== PROVIDED RECORDS ==
Issue #4758, opened 2026-07-06
feat(ripple): send XRP issued-currency tokens


realpaaao:
## What
**Send** XRP issued-currency tokens (via the SDK CurrencyAmount path). Destination-tag rules from the hardening set still apply.

iOS: Ripple.swift send flow.

Consumes the SDK logic (vultisig-sdk#996). Part of the **XRP token support** feature set (all platforms, low-prio backlog); 1:1 with the SDK issue.

## Acceptance
- [ ] Send an XRP token end-to-end (broadcasts + confirms)
- [ ] Amount uses issued-currency (currency/issuer/value), not drops
- [ ] Destination-tag handling applies

## References
- Fungible tokens: https://xrpl.org/docs/concepts/tokens/fungible-tokens
- Partial payments (delivered_amount): https://xrpl.org/docs/concepts/payment-types/partial-payments

johnnyluo:
Already implemented in PR #4944 (feat(ripple): XRP trust lines + issued-currency token sends), merged into main via the #4756 stack. GitHub's `Closes #4758` keyword didn't fire because that PR's base was a stacked feature branch, not `main`, at merge time — the code itself is confirmed live on `main` and proven on XRPL mainnet (see the PR body for the signed Payment tx with a currency/issuer/value Amount).

Issue #4757, opened 2026-07-06
feat(ripple): add XRP token / open trust line UI (+ 0.2 XRP reserve warning)


realpaaao:
## What
**Add token / open trust line** UI: let the user add an XRP token by issuer + currency (curated entry for RLUSD + custom-add). Opening a trust line issues a TrustSet and **must warn about the 0.2 XRP owner-reserve cost**.

iOS: send/asset UI.

Consumes the SDK logic (vultisig-sdk#995). Part of the **XRP token support** feature set (all platforms, low-prio backlog); 1:1 with the SDK issue.

## Acceptance
- [ ] Add-token UI (RLUSD + custom by issuer/currency)
- [ ] Opening a trust line surfaces the 0.2 XRP reserve warning before signing
- [ ] Trust line opens (TrustSet) end-to-end

## References
- Fungible tokens: https://xrpl.org/docs/concepts/tokens/fungible-tokens
- Trust lines: https://xrpl.org/docs/concepts/tokens/fungible-tokens/authorized-trust-lines
- Reserves (0.2 XRP/trust line): https://xrpl.org/docs/concepts/accounts/reserves

johnnyluo:
Already implemented in PR #4944 (feat(ripple): XRP trust lines + issued-currency token sends), merged into main via the #4756 stack. GitHub's `Closes #4757` keyword didn't fire because that PR's base was a stacked feature branch, not `main`, at merge time — the code itself is confirmed live on `main`.

PR #4940, opened 2026-07-27
feat(ripple): show XRP trust-line token balances in the asset list

### LINKED ISSUE #4756: feat(ripple): show XRP token balances in the asset list
## What
Show XRP trust-line **token balances** in the asset list (reuse the existing token-discovery/asset-list pattern from EVM/Solana/Cosmos — no new UI states).

iOS: Ripple.swift / asset list.

Consumes the SDK logic (vultisig-sdk#997). Part of the **XRP token support** feature set (all platforms, low-prio backlog); 1:1 with the SDK issue.

## Acceptance
- [ ] XRP issued-currency tokens appear in the asset list with correct balances (issuer + currency)
- [ ] Reuses existing token/asset-list patterns; no bespoke states

## References
- Fungible tokens: https://xrpl.org/docs/concepts/tokens/fungible-tokens
- Reserves: https://xrpl.org/docs/concepts/accounts/reserves
- account_lines: https://xrpl.org/docs/references/http-websocket-apis/public-api-methods/account-methods/account_lines

gastonm5:
Closes #4756

https://xrpscan.com/tx/BF0C41AC7A54DB3673D5C05F0C7510E50A71E9BFD37200D1E2E78074E0E17042

XRP trust-line (issued-currency) support: balances in the asset list, **and the signing surface that goes with them**.

> ### ⚠️ Scope correction
>
> This description previously read *"Read-only: this PR touches no signing path and makes no wire change — RippleHelper / Ripple.swift are untouched, and no commondata field is added"*, and described this as PR 1 of three with #4757/#4758 to follow. **None of that is true at HEAD**, and a reviewer trusting it would skip the part of this PR that most needs review. Corrected here after @NeOMakinG flagged it.
>
> What this branch actually carries:
>
> - **`Ripple.swift` implements signing** — TrustSet, issued-currency Payment, and the dApp rawJson gate.
> - **A new commondata field**, `RippleSpecific.transaction_type`, discriminates the signing arm (`vultisig/commondata#100`).
> - **~20 new localizable keys**, across all locale files.
> - **wallet-core bumped 4.3.19 → 4.7.1** — load-bearing, since 4.7.1 is the first release whose `Ripple.proto` carries `RippleOperationTrustSet` / `CurrencyAmount`.
> - The #4757 / #4758 work described elsewhere as separate follow-ups is absorbed here.
>
> **The fund-safety signing surface is the part to review**, not the balance display.

> **Base was repointed to `main`** after #4935 merged, so the `Closes #4756` above now resolves normally.

Plan: `wiki/pages/projects/vultisig/xrp-hardening/xrp-token-support-4756-4757-4758-plan.md`. Originally scoped as PR 1 of three; the #4757 (add-token / TrustSet / Activate CTA) and #4758 (issued-currency Payment) work is now included in this branch rather than following separately.

## What changed

**`account_lines` RPC** (`RippleAPI`, `RippleTrustLine`) — the XRP Ledger returns trust lines in pages, so `RippleService.fetchAccountLines(for:host:)` follows the `marker` cursor to completion. Reading one page would silently truncate an account with many lines and *hide* balances rather than fail. The walk is pinned to one resolved host (a custom-RPC change mid-walk must not stitch two networks' pages together) and each page goes through the existing same-host retrier. `limit` / `no_ripple` / `freeze` are decoded now because #4757 needs them and decoding costs nothing.

**Error semantics.** `actNotFound` on the first page is an empty set — an unfunded account has no AccountRoot and so holds no trust lines. Everything else fails loud rather than degrading to "no lines": a non-retryable node error throws, and so does a success body missing `result.lines` (a proxy error page decoding to all-nils is not an empty wallet, and reading it as one would render a real balance as zero — same fail-closed posture as `validateDestinationActivation`).

**Token balance** — `RippleService.getTokenBalance(coin:address:)` parses the coin's composite `<currencyCode>.<issuer>` token id and matches the line whose counterparty is the issuer and whose currency normalizes to the same on-ledger code. Both sides go through `toXrplCurrencyCode`, so a node spelling a non-standard code in lowercase hex still resolves to the coin whose id holds it uppercased; the issuer comparison stays case-sensitive because XRPL issuer addresses are base58.

**A negative trust-line balance reports zero.** A negative balance means the account is the token's *issuer* and owes the counterparty — an issuance liability, not a holding. It must never render as a negative asset. It is also excluded from discovery.

**`BalanceService.case .ripple`** now branches on `coin.isNativeToken`, the way `.ton` branches to `getJettonBalance`. It previously returned the native XRP balance unconditionally, so a token row would have rendered the account's XRP balance. `RippleService` is now injected into `BalanceService.init` (alongside the already-injected `cryptoPriceService`) so that routing is testable without a network.

**Discovery** — `RippleTrustLineTokenDiscoverer` replaces `NoTokenDiscoverer()` on the registry's `.Ripple` arm. The filtering lives in a pure `RippleTrustLineTokens.discoverableTokens` so the rules are testable without a network: only **strictly positive** balances surface (negative = issuance liability; zero = open-but-empty line that would only clutter the list), and a curated `TokensStore` entry wins over line-derived metadata for the logo and price provider, neither of which the ledger can supply.

**Ticker decoding** — `RippleIssuedCurrency.toIssuedCurrencyTicker` ports the SDK's helper: a 40-char hex currency decodes to its ASCII ticker when every decoded byte is printable (`524C555344…00` → `RLUSD`), else the hex is kept verbatim. Unlike the SDK's Node `ascii` decode, a high-bit byte is *not* masked into the ASCII range — an arbitrary 160-bit code stays hex instead of being dressed up as a plausible ticker.

**Curated RLUSD** — `chain: .ripple`, `decimals: 15`, `priceProviderId: "ripple-usd"`, contract `524C555344000000000000000000000000000000.rMxCKbEDwqr76QuheSUMdEGf4B9xJ8m5De`. The hex is *derived* in a test from `"RLUSD"`'s ASCII bytes rather than trusted as a transcription. This also makes RLUSD selectable in the XRP token picker for free.

Ported from the SDK's `chains/ripple/account/lines.ts`, `coin/balance/resolvers/ripple.ts`, `coin/find/resolvers/ripple.ts`, and `rippleKnownIssuedTokens`.

## Two things worth a reviewer's attention

**1. `isSpamToken` no longer rejects an empty logo on Ripple.** Not cosmetic — without it the feature is a no-op. `CoinService.addDiscoveredTokens` runs every discovered token through `isSpamToken`, which rejected any token with an empty logo. XRPL has **no on-ledger token metadata registry**, so every non-curated issued currency has an empty logo, and the rule would have silently dropped 100% of discovered XRP tokens. It also has nothing to catch there: a trust line exists only because the account holder opened one, so an issuer cannot push an unsolicited token into the asset list the way an ERC-20 airdrop can. The exemption is scoped to that single condition; the ticker/URL/non-ASCII spam heuristics still apply.

**2. No `rlusd` logo asset — the logo is left empty.** None exists in `Assets.xcassets`, and none exists in `vultisig-windows`' shared coin SVGs, `vultisig-sdk`, or `vultisig-android` either, so there was nothing to port and nothing was invented. `AsyncImageView` falls back to the ticker initial ("R" in a circle), so the row renders correctly — but dropping an `rlusd` imageset in is a clean follow-up.

## Known limitations (all pre-existing or accepted; called out so they aren't read as new defects)

- **Pagination is not pinned to one ledger.** Each page requests `ledger_index: "current"` (plan-specified, SDK parity), so the ledger can advance mid-walk. A marker invalidated by that advance comes back as a node error and is surfaced (last known balance preserved), and a line repeated across pages is collapsed — the ledger holds at most one line per (counterparty, currency). Only reachable past the 200-lines-per-page threshold. Pinning properly needs a `validated` read plus `ledger_hash`, which is a behavioural change worth its own PR.
- **Pagination markers must be strings.** rippled and Clio both serialize the `account_lines` marker as one. A structured marker fails the decode, which throws and preserves the last known balance rather than truncating — never a wrong balance.
- **Coin identity lowercases the whole contract address**, while XRPL issuer addresses are case-sensitive base58 — `TokensStore.findTokenMeta`, `CoinMeta.uniqueId`/`==`, `Vault.coin(for:)`, and `CoinService.migrateOldContractAddresses` all do it. Two issuers differing only in letter case would be conflated, and the second one's discovery silently skipped. Both would have to be valid checksummed base58 addresses that differ only by case, so this is astronomically improbable; the consequence is a skipped row, not a wrong balance. Pre-existing and shared by all 40+ chains, so changing coin-identity semantics belongs in its own PR rather than here.
- **`TokenSelectionLogic` matches held tokens by ticker, not contract address.** XRPL lets *any* issuer mint `USD`, so two issuers' `USD` collide in the picker. Not introduced here — XRP is just the first chain that makes it reachable. Worth a separate fix keyed on `uniqueId`.
- **A token added from the picker before its trust line exists sits at zero balance.** That is the accepted trade-off from the plan's Decision 2; the "Activate" CTA that makes it legible lands with #4757.
- **`decimals: 15` is a modelling choice, not an on-chain fact.** XRPL issued currencies carry 15 *significant* digits with a floating exponent, not a fixed scale, and `parseIssuedCurrencyValue` truncates below it. Inherited from the SDK and required for parity.
- **Frozen / unauthorized lines are decoded but not acted on.** A send against a frozen line fails on-ledger with a real engine code rather than a friendly pre-check.

## Tests

`VultisigAppTests/Blockchain/Ripple/RippleTrustLineTests.swift` — canned-JSON HTTP stub, no network, no sleeps, in the style of `RippleBroadcastGatingTests` / `RippleRetryTests`:

- multi-page `marker` pagination assembles the full set, and each page resumes from the previous marker
- the first request carries `ledger_index: "current"` + `ignore_default: true` and **no** `marker` key
- every page goes to the host resolved when the walk started, even when the custom-RPC override changes between pages
- a line repeated across pages is collapsed
- `actNotFound` on page 1 ⇒ `[]`; `actNotFound` mid-pagination throws rather than truncating
- a non-retryable node error, and a success body without `lines`, both throw rather than reporting "no lines"
- a negative balance reports zero, and is excluded from discovery
- a zero balance is excluded from discovery; a dust balance is kept; a value below 15 decimals truncates to zero and is excluded
- same-issuer/different-currency and same-currency/different-issuer do not match, and issuer matching is pinned as case-*sensitive* (base58)
- lowercase hex from the node matches an uppercase token id; a standard 3-char code matches verbatim
- `BalanceService` routes a non-native coin to its trust-line balance (never the XRP balance) and the native coin to `account_info` without reading trust lines
- hex ⇄ ticker round trip; a non-printable hex code stays hex; an all-zero code stays hex
- the ASCII-packed hex of a 3-character ticker is pinned as a *distinct* currency from the standard code (XRPL encodes standard codes at bytes 12–14 behind a `0x00` first byte) so nobody "normalizes" 3-char codes to hex later
- the curated `TokensStore` entry wins over line-derived metadata
- the curated RLUSD currency code equals `toXrplCurrencyCode("RLUSD")`, derived in-test from the ASCII bytes
- `TokenDiscovererRegistry.discoverer(for: .ripple)` is the trust-line discoverer, not a no-op

No new user-facing strings, so no localization change. The two new error cases are technical, developer-facing copy in the same style as `RippleBroadcastError` and only ever reach logs.

## Summary by CodeRabbit

* **New Features**
  * Added XRP Ledger issued-currency trust-line discovery (paginated) and issued-token discovery for curated RLUSD/SOLO/USDC/EQ.
  * Added trust-line activation (TrustSet) flow with reserve/limit-aware verification and updated send/verify UI.
  * Enhanced custom XRP token input support for `currency.issuer`, including token ID resolution.
* **Bug Fixes**
  * Correctly distinguishes native XRP vs issued-currency trust-line balances; negative balances clamp to zero and missing/unavailable trust lines surface as “unknown”.
* **Tests**
  * Expanded end-to-end trust-line, balance, activation, custom-token, and issued-currency signing coverage; updated RPC/http stubs.


johnnyluo:
PR in commondata has been approved and merged , need to update the packages

johnnyluo (commented):
## ⚠️ Scope note

The PR description says this is *"Read-only: this PR touches no signing path and makes no wire change."* That's now stale: #4944 (`XRP trust lines + issued-currency token sends`, #4757/#4758) was merged **into this branch** on 2026-07-28, so the diff against `main` now includes the full `TrustSet`/issued-currency-`Payment` signing path, the new `RippleSpecific.transaction_type` wire field, the activation UI, and the Verify/Done-screen changes — none of which the body describes. Worth updating the description (or splitting the PR) so reviewers aren't scoped to "read-only" by mistake.

## Findings

**1. Possible nested-button conflict — `TokenCellView.swift` + `ChainDetailListView.swift`**
`ChainDetailListView` wraps each row in `Button { onPress(token) } label: { TokenCellView(...) }`. For a token needing a trust line, `TokenCellView` now renders its own `PrimaryButton("Activate", action: onActivate)` *inside* that same label. Nested `Button`s have unreliable SwiftUI hit-testing — tapping "Activate" could also (or instead) fire the outer row's `onPress`, navigating to coin detail rather than opening the activation sheet. Worth confirming on-device/simulator; if it misbehaves, isolate the hit-test region (e.g. `.buttonStyle(.plain)` plus explicit contentShape framing) rather than nesting tappable controls.

**2. Stale "UNMERGED PIN" warning — `project.yml`**
The `VultisigCommonData` pin comment reads `⚠️ UNMERGED PIN … Must move to the merged main commit before this can ship`. Checked via the GitHub API: `vultisig/commondata#100` merged 2026-07-28, and the pinned SHA (`a16c710f...`) is confirmed an ancestor of commondata's `main` (0 ahead / 1 behind). The pin is valid now, but the comment reads as an active ship-blocker — should be updated/removed before merge so it doesn't mislead the next reader.

**3. Readability nit — `SendCryptoVerifyLogic.validateTrustLineReserveIfNeeded`**
```swift
guard spendable < required else { return }
throw HelperError.runtimeError(...)
```
Correct (insufficient funds falls through to the throw), but inverted from the `guard sufficientFunds else { throw }` style used elsewhere in this file, which reads backwards on a skim. Consider `guard spendable >= required else { throw ... }`.

## What's strong

Fail-closed posture is consistent and well-reasoned throughout: contradictory coin metadata (`isNativeToken` vs. `contractAddress`) is refused before signing, an unsupported `transaction_type` is refused rather than silently downgraded to `.unspecified`, `rawJson`/dApp payloads now refuse non-native coins (closing a real silent token-as-drops fund-loss path), and base58 issuer comparisons stay case-sensitive everywhere they need to. Mixed-version MPC byte-parity is explicitly reasoned about and pinned in tests. Pagination is host-pinned per walk and fails closed on ambiguous/error bodies rather than truncating silently. Locale coverage is complete across all 8 files, alphabetically sorted. Test coverage (canned-JSON stubs, no network/sleeps, byte-level signing parity, pagination/error/dedup cases) is above this codebase's typical bar.

Known trade-offs already disclosed in the PR body (unpinned ledger during pagination, marker-must-be-string assumption, case-sensitive contract-address collision risk, ticker-based token-selection collision, decimals-as-modelling-choice) all look reasonable and appropriately scoped — no new issues found there.

## Bottom line

Solid, well-tested change for a security-sensitive signing path. Before merge: sync the PR description with the actual diff, confirm the nested-button interaction in `TokenCellView`/`ChainDetailListView` on-device, and clean up the stale "UNMERGED PIN" comment.

VultisigApp/VultisigApp/Features/Wallet/ChainDetail/View/TokenCellView.swift
```diff
@@ -38,17 +45,26 @@ struct TokenCellView: View {
...
-                        .font(Theme.fonts.priceCaption)
-                        .foregroundStyle(Theme.colors.textTertiary)
-                        .contentTransition(.numericText())
-                        .animation(.interpolatingSpring, value: coin.balanceStringWithTicker)
+                if let onActivate {
+                    PrimaryButton(
+                        title: "rippleTrustLineActivateAction".localized,
+                        size: .mini,
+                        action: onActivate
+                    )
```
johnnyluo, line 57: **Possible nested-button conflict.** `ChainDetailListView` wraps each row in `Button { onPress(token) } label: { TokenCellView(...) }`. When `onActivate` is set, this `PrimaryButton` renders *inside* that same label — a `Button` nested inside another `Button`'s label. SwiftUI's hit-testing for nested tappable controls is unreliable; tapping "Activate" could also (or instead) fire the outer row's `onPress`, navigating to coin detail instead of opening the activation sheet. Worth confirming on-device/simulator. If it misbehaves, isolate the hit-test region (e.g. `.buttonStyle(.plain)` + explicit `contentShape` framing) rather than nesting tappable controls.

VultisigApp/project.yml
===
*PROBLEM TO WORK ON*
State the number of lines in the entries above that contain the word "true", and nothing more.

*SOLUTION FOR THIS TASK*
2